# Activity
One number is the full answer: how many lines in the records contain the word "gexp"?

# Saved entries
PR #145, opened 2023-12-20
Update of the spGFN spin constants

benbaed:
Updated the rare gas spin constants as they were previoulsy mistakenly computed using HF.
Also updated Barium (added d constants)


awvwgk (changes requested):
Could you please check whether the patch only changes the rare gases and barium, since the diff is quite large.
...
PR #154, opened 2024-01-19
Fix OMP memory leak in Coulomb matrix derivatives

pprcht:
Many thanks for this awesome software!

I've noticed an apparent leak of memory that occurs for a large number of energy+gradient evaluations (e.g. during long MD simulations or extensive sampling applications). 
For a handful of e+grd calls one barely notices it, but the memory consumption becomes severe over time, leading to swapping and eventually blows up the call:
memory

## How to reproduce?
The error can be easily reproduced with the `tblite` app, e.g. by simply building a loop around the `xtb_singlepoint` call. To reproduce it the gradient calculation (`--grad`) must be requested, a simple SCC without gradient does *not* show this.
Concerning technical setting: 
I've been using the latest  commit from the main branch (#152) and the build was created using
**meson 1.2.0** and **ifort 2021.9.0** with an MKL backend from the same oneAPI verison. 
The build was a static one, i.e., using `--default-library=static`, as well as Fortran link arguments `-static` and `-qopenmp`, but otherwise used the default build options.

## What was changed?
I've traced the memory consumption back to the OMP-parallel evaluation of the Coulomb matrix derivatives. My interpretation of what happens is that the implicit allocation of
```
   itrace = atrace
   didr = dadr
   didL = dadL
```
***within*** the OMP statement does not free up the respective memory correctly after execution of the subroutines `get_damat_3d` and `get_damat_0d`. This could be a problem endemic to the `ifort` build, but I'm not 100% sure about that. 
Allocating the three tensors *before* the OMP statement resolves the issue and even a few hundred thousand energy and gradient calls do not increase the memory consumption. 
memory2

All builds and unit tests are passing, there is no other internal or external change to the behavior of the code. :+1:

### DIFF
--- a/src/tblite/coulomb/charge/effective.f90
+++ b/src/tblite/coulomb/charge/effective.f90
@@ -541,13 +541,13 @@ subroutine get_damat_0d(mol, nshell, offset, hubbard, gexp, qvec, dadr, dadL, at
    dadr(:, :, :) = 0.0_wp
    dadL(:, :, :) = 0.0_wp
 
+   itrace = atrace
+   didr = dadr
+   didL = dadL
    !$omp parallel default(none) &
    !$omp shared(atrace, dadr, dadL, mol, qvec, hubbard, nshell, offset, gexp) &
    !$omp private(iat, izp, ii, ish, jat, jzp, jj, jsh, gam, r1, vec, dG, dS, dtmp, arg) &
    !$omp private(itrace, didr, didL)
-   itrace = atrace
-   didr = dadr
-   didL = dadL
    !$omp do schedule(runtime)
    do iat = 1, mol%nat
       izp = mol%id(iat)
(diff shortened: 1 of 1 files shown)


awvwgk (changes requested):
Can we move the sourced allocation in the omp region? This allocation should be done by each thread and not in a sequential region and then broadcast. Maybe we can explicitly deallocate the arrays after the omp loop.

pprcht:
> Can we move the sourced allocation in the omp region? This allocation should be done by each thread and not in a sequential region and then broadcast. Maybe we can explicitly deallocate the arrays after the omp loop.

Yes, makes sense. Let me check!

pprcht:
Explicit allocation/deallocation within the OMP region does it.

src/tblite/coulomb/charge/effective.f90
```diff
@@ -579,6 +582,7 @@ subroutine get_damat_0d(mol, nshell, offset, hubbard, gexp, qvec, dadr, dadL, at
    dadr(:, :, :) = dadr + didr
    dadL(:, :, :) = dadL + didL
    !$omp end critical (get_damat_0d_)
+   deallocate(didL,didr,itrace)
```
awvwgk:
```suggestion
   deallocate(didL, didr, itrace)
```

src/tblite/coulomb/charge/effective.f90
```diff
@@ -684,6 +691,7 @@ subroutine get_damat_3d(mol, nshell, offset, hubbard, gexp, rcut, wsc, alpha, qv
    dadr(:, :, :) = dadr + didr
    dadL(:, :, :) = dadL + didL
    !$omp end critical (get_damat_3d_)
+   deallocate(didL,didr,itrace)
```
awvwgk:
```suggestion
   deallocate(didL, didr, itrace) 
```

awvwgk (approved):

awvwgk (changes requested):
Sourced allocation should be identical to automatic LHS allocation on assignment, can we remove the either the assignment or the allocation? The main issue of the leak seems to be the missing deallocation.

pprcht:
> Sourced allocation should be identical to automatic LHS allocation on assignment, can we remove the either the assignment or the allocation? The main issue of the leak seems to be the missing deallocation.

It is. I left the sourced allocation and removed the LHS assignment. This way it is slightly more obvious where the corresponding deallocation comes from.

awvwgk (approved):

# Written solution
4